We tried it without our custom configs and it still crashes.
Version 24.1 runs fine, so the hardware should not be the issue?
Is there something in the recent minor updates that breaks the firmware?
Check the CPU type of the KVM virtual machine. I am not experienced enough with KVM to tell you the "correct" setting but I know that it matters.
We tried a vanilla upgrade to 24.1.8 this morning and still ran into the same core dump bug.
We checked the CPU specs of our servers:
This one upgrades OK:
1. Intel Celeron N3450: released September 2016
These ones fail upgrading:
2. Intel Core i7-9700: released April 2019
3. Intel Core i7-10710U: released August 2019
We build our KVMs with the following CPU flags:
--cpu host,-xsave
So, it inherits the CPU of the host system.
In the OPNSense Dashboard, it show the following CPU TYPE for the failing cases:
CPU type Intel Core Processor (Skylake, IBRS) (2 cores, 2 threads)
I don't understand how the low-end CPU is doing fine, but the higher-end ones are having problems.
Sorry, my notes had a typo. The working CPU is Intel Celeron J3455 (released August 2016).
Since you're doing a passthrough install the latest cpu microcode and try again
https://forum.opnsense.org/index.php?topic=36139.msg177362#msg177362 (https://forum.opnsense.org/index.php?topic=36139.msg177362#msg177362)
pkg install cpu-microcode
no, you can't do that. Is not a passthrough of the hardware that can then be updated the microcode.
Updates need to be done on the host, if they wanted to do it.
Ubuntu normally ships frequent microcode updates though.
Although we have been unable to update OPNSense, we have been updating the latest Operating System updates for Ubuntu. So we are staying on top of the updates including any microcode ones.
The CPU type that is working is the following:
CPU type Intel Atom Processor (SnowRidge) (2 cores, 2 threads)
Upgrade to 24.1.8 failed after migrating DHCRelay, which is one step after Unbound, where it was failing before:
[173/173] Extracting opnsense-24.1.8: .......... done
Stopping configd...done
Resetting root shell
Updating /etc/shells
Unhooking from /etc/rc
Unhooking from /etc/rc.shutdown
Updating /etc/shells
Registering root shell
Hooking into /etc/rc
Hooking into /etc/rc.shutdown
Starting configd.
>>> Invoking update script 'refresh'
Migrated OPNsense\Wireguard\Server from 0.0.4 to 1.0.0
Migrated OPNsense\Wireguard\Client from 0.0.7 to 1.0.0
Migrated OPNsense\Kea\KeaDhcpv4 from 0.0.1 to 1.0.0
Migrated OPNsense\Syslog\Syslog from 1.0.1 to 1.0.2
Migrated OPNsense\Unbound\Unbound from 1.0.8 to 1.0.9
Migrated OPNsense\DHCRelay\DHCRelay from 0.0.0 to 1.0.1
Writing firmware settings:Illegal instruction (core dumped)

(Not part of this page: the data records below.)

PR #199, opened 2019-11-13
provide statistics in dns-server.mirage

hannesm:
at some point, the `counter_metrics` should be provided elsewhere (in metrics itself?), but for now this should be fine. //cc @cfcs

### DIFF
--- a/mirage/server/dns_server_mirage.ml
+++ b/mirage/server/dns_server_mirage.ml
@@ -11,30 +11,70 @@ module Make (P : Mirage_clock.PCLOCK) (M : Mirage_clock.MCLOCK) (TIME : Mirage_t
 
   module T = S.TCPV4
 
+  let create ~f =
+    let data : (string, int) Hashtbl.t = Hashtbl.create 7 in
+    (fun x ->
+       let key = f x in
+       let cur = match Hashtbl.find_opt data key with None -> 0 | Some x -> x in
+       Hashtbl.replace data key (succ cur)),
+    (fun () ->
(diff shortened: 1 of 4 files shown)


mirage/server/dns_server_mirage.ml
```diff
@@ -76,20 +117,22 @@ module Make (P : Mirage_clock.PCLOCK) (M : Mirage_clock.MCLOCK) (TIME : Mirage_t
...
+            | Some `Keep -> inc `Tcp_cache_add ; inc `Tcp_keep ; tcp_out := Dns.IM.add ip flow !tcp_out ; None
             | Some `Notify soa -> Some (`Notify soa)
             | Some `Signed_notify soa -> Some (`Signed_notify soa)
             | None -> None
           in
           maybe_update_state t >>= fun () ->
           maybe_notify recv_task t now elapsed n' >>= fun () ->
           (match answer with
-           | None -> Log.warn (fun m -> m "empty answer") ; Lwt.return_unit
+           | None -> Lwt.return_unit
```
cfcs: would it make sense to track number of empty answers too? If it made sense at some point as a debug message for tcp+udp, maybe a metric would be good to track down errors in the future?

hannesm: that is a good suggestion, although this is better done in the core dns library: here we have no information about the contents of a packet -- i.e. short packets (<12 byte), or answers (bit 17 = 1) would and should not provoke any replies -- and thus would be wrongly counted). I removed the log message since it was misleading.

PR #200, opened 2019-11-17
Dns_server.handle_buf: expose (optional) key name used to authenticate an update

hannesm:
Dns_mirage_server.primary: include above key name and source IP in on_update

this is mostly useful for a primary server with a git backend to create sensible commit messages

/cc @cfcs

### DIFF
--- a/mirage/server/dns_server_mirage.mli
+++ b/mirage/server/dns_server_mirage.mli
@@ -8,9 +8,12 @@ module Make (P : Mirage_clock.PCLOCK) (M : Mirage_clock.MCLOCK) (T : Mirage_time
                 Dns_server.Primary.s ->
                 (Dns_trie.t * ([ `raw ] Domain_name.t * Dns.Dnskey.t) list) option Lwt.t) ->
     ?timer:int -> ?port:int -> S.t -> Dns_server.Primary.s -> unit
-  (** [primary ~on_update ~timer ~port stack primary] starts a primary server on [port]
-     (default 53, both TCP and UDP) with the given [primary] configuration. [timer] is the
-     DNS notify timer in seconds, and defaults to 2 seconds. *)
+  (** [primary ~on_update ~timer ~port stack primary] starts a primary server on
+     [port] (default 53, both TCP and UDP) with the given [primary]
+     configuration. [timer] is the DNS notify timer in seconds, and defaults to
+     2 seconds. [on_update ~old key ip s] is a callback if the data served by
+     the primary server got updated by a potentially authenticated nsupdate
+     packet, the used [key] and source [ip] are passed to the callback. *)
 
   val secondary :
     ?on_update:(old:Dns_trie.t -> Dns_server.Secondary.s -> unit Lwt.t) ->
--- a/mirage/server/dns_server_mirage.mli
+++ b/mirage/server/dns_server_mirage.mli
@@ -2,7 +2,8 @@
 
 module Make (P : Mirage_clock.PCLOCK) (M : Mirage_clock.MCLOCK) (T : Mirage_time.S) (S : Mirage_stack.V4) : sig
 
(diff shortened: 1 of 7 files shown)


hannesm:
the third commit allows update packets with changes spanning over multiple zones. this is useful for several services, and it is unclear on the client side how to figure out where a zone would start / should be used.

mirage/server/dns_server_mirage.mli
```diff
@@ -2,14 +2,18 @@
 
 module Make (P : Mirage_clock.PCLOCK) (M : Mirage_clock.MCLOCK) (T : Mirage_time.S) (S : Mirage_stack.V4) : sig
 
-  val primary : ?on_update:(old:Dns_trie.t -> Dns_server.Primary.s -> unit Lwt.t) ->
+  val primary :
+    ?on_update:(old:Dns_trie.t -> [`raw] Domain_name.t option -> Ipaddr.V4.t -> Dns_server.Primary.s -> unit Lwt.t) ->
```
avsm: Just curious about the style here -- any reason not to label all the arguments so it's clear what (e.g.) the Ipaddr.V4.t represents?  I realise that conventionally we use labels to distinguish similar types for different uses, but in this case it's not clear what some of these represent without inspecting the code more closely.  However, this is a broader comment and not a blocker to this PR, since you are just extending the existing style by adding an argument.

mirage/server/dns_server_mirage.mli
```diff
@@ -2,14 +2,18 @@
...
                 (Dns_trie.t * ([ `raw ] Domain_name.t * Dns.Dnskey.t) list) option Lwt.t) ->
     ?timer:int -> ?port:int -> S.t -> Dns_server.Primary.s -> unit
-  (** [primary ~on_update ~timer ~port stack primary] starts a primary server on [port]
-     (default 53, both TCP and UDP) with the given [primary] configuration. [timer] is the
-     DNS notify timer in seconds, and defaults to 2 seconds. *)
+  (** [primary ~on_update ~timer ~port stack primary] starts a primary server on
+     [port] (default 53, both TCP and UDP) with the given [primary]
+     configuration. [timer] is the DNS notify timer in seconds, and defaults to
+     2 seconds. [on_update ~old key ip s] is a callback if the data served by
+     the primary server got updated by a potentially authenticated nsupdate
```
avsm:
```suggestion
     the primary server [s] got updated by a potentially authenticated nsupdate
```

server/dns_server.ml
```diff
@@ -671,32 +679,34 @@ let update_data trie zone (prereq, update) =
...
+        acc >>= fun (trie', zones) ->
+        match Dns_trie.lookup zone Soa trie, Dns_trie.lookup zone Soa trie' with
+        | Ok oldsoa, Ok soa when Soa.newer ~old:oldsoa soa ->
+          Ok (trie', (zone, soa) :: zones)
+        | _, Ok soa ->
+          let soa = { soa with Soa.serial = Int32.succ soa.Soa.serial } in
+          let trie'' = Dns_trie.insert zone Soa soa trie' in
+          Ok (trie'', (zone, soa) :: zones)
+        | Ok oldsoa, Error _ ->
+          (* zone removal!? *)
```
avsm: Is this worth a debug log here, as it seems an unusual case to encounter in the wild?

hannesm: depends on deployment etc. -- atm that's a bit untested (and not advertised) that you can dynamically add/remove zones. once that is tested (and used and deployed), I'm keen on getting rid of this comment, which imho serves its purpose for now.

mirage/server/dns_server_mirage.mli
hannesm: agreed -- I added labels in 169dee7

server/dns_server.ml
avsm: Sounds good

PR #204, opened 2020-01-08
Client API improvements

hannesm:
while the `` `Msg of string `` is sufficient for application usage, other components may want to react differently depending on the concrete error. This PR introduces a variant type for `getaddrinfo` for that (which we may want to extend for all possible errors, i.e. connection/truncation/...), if it turns out to be a good idea.

Additionally, this PR fixes an issue when a (valid, nodata) answer is processed by `follow_cname`, including a test -- instead of error'ing out, we handle CNAME replies with NoData (see https://tools.ietf.org/html/rfc2308 section 2.2) -- take a look at the corresponding test.

### DIFF
--- a/client/dns_client.ml
+++ b/client/dns_client.ml
@@ -185,8 +185,10 @@ struct
   (* result-bind-and-lift *)
   let (>>|=) a f = a >>| fun b -> Transport.lift (f b)
 
-  let getaddrinfo (type requested) t ?nameserver (query_type:requested Dns.Rr_map.key) name
-    : (requested, [> `Msg of string]) result Transport.io =
+  let get_resource_record (type requested) t ?nameserver (query_type:requested Dns.Rr_map.key) name
+    : (requested, [> `Msg of string
+                  | `No_data of [ `raw ] Domain_name.t * Dns.Soa.t
+                  | `No_domain of [ `raw ] Domain_name.t * Dns.Soa.t ]) result Transport.io =
     let domain_name = Domain_name.raw name in
     match Dns_cache.get t.cache (t.clock ()) domain_name query_type with
     | Ok `Entry (B (query_type', value)) ->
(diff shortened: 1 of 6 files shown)


client/dns_client.mli
```diff
@@ -80,7 +80,11 @@ sig
...
 
   val getaddrinfo : t -> ?nameserver:T.ns_addr -> 'response Dns.Rr_map.key ->
-    'a Domain_name.t -> ('response, [> `Msg of string ]) result T.io
+    'a Domain_name.t ->
+    ('response,
+     [> `Msg of string
+     | `No_data of [ `raw ] Domain_name.t * Dns.Soa.t
+     | `No_domain of [ `raw ] Domain_name.t * Dns.Soa.t ]) result T.io
   (** [getaddrinfo nameserver query_type name] is the [query_type]-dependent
       response from [nameserver] regarding [name], or an [Error _] message.
```
cfcs: mli-string needs to be updated to be kept in sync with return type.

client/dns_client.ml
```diff
@@ -229,27 +231,33 @@ struct
...
       in recv_loop Cstruct.empty) >>= fun r ->
       Transport.close socket >>= fun () ->
       Transport.lift r
 
+  let lift_cache_error m =
+    (match m with
+     | Ok a -> Ok a
+     | Error `Msg msg -> Error (`Msg msg)
+     | Error (#Dns_cache.entry as e) ->
+       Rresult.R.error_msgf "DNS cache error %a" Dns_cache.pp_entry e)
```
cfcs:
```suggestion
       Rresult.R.error_msgf "DNS cache error @[%a@]" Dns_cache.pp_entry e)
```

hannesm:
> for a lot of use-cases where the user (e.g. me) won't care

as I tried to elaborate in my initial comment: having a single `` `Msg of string `` is fine for some applications, but it turns out other use cases want to react on specific errors. I'm fine to develop this in a different function (though I don't like a `_expert` or `_complex` suffix).

cfcs:
@hannesm Yes, I agree with you that typed errors can be useful, and there are use-cases for both typed + stringly typed errors, the latter mostly being convenient for combining with other `result` things. I don't think there's anything wrong with the code in this PR, I just don't feel so good about cluttering the interface for people who will not care about typed errors, so I would prefer a separate function (or moving the current to a `_easy` function or something like that).

I also believe that if we return variant errors, we should provided a `error_msg_of_variant` function to convert to the stringly typed error, so people who only cares about one or two specific error codes can handle those, then resume to the "easy" mode.

hannesm:
I introduced in 55528e589d9f0dd6f553ea4ecfbc7a4283a4c5fe a `get_resource_record` function. hope this addresses your concerns. I am not yet providing a `pp_error`, since I first would like to figure out more detailed what should be in the variant (and whether a `` `Msg of string `` is acceptable). Once I figured this out, I'd be happy to push to this PR and merge eventually.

We tested the latest release 24.1.9 and it no longer shows the message "Illegal instruction (core dumped)" and simply shows "Writing firmware settings:". Upon reboot, it still core dumps (see attached screenshot).
We found the root cause of the issue: The -xsave parameter for the CPU was tripping up the upgrade.
The -xsave flag was originally put in place to prevent a kernel panic on an earlier version of Ubuntu hypervisor. This flag is no longer needed and is instead breaking the OPNSense update. Once we removed the flag, the upgrade goes through. We are on OPNSense 24.7.4 with no issues.